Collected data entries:
PR #5748, opened 2023-07-20
fix potential typo

DaleSeo:
I'm not a native English speaker, so I may be mistaken, but it sounds off.

### DIFF
--- a/docs/react/guides/queries.md
+++ b/docs/react/guides/queries.md
@@ -117,7 +117,7 @@ TypeScript will also narrow the type of `data` correctly if you've checked for `
 
 ### FetchStatus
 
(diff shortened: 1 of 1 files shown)


docs/react/guides/queries.md
```diff
@@ -117,7 +117,7 @@ TypeScript will also narrow the type of `data` correctly if you've checked for `
 
 ### FetchStatus
 
-In addition to the `status` field, the `result` object, you will also get an additional `fetchStatus`property with the following options:
+In addition to the `status` field, from the `result` object, you will also get an additional `fetchStatus`property with the following options:
```
TkDodo, line 120: I'd just do:

```suggestion
In addition to the `status` field, you will also get an additional `fetchStatus` property with the following options:
```

PR #5754, opened 2023-07-20
feat(svelte-query): Export context functions

frederikhors:


lachlancollins (approved):
@frederikhors I figured this might be a good idea after I saw the answer in #5378! If you also find time to contribute a `svelte-query-persist-client` package based on your implementation I would greatly appreciate it :)

frederikhors:
> @frederikhors I figured this might be a good idea after I saw the answer in #5378! If you also find time to contribute a `svelte-query-persist-client` package based on your implementation I would greatly appreciate it :)

My time is limited but I'll definitely try.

◆ **About this task**
Every entry, from the first line to the last, should be retyped exactly.

◆ **Answer to this exercise**
PR #5748, opened 2023-07-20
fix potential typo

DaleSeo:
I'm not a native English speaker, so I may be mistaken, but it sounds off.

### DIFF
--- a/docs/react/guides/queries.md
+++ b/docs/react/guides/queries.md
@@ -117,7 +117,7 @@ TypeScript will also narrow the type of `data` correctly if you've checked for `
 
 ### FetchStatus
 
(diff shortened: 1 of 1 files shown)


docs/react/guides/queries.md
```diff
@@ -117,7 +117,7 @@ TypeScript will also narrow the type of `data` correctly if you've checked for `
 
 ### FetchStatus
 
-In addition to the `status` field, the `result` object, you will also get an additional `fetchStatus`property with the following options:
+In addition to the `status` field, from the `result` object, you will also get an additional `fetchStatus`property with the following options:
```
TkDodo, line 120: I'd just do:

```suggestion
In addition to the `status` field, you will also get an additional `fetchStatus` property with the following options:
```

PR #5754, opened 2023-07-20
feat(svelte-query): Export context functions

frederikhors:


lachlancollins (approved):
@frederikhors I figured this might be a good idea after I saw the answer in #5378! If you also find time to contribute a `svelte-query-persist-client` package based on your implementation I would greatly appreciate it :)

frederikhors:
> @frederikhors I figured this might be a good idea after I saw the answer in #5378! If you also find time to contribute a `svelte-query-persist-client` package based on your implementation I would greatly appreciate it :)

My time is limited but I'll definitely try.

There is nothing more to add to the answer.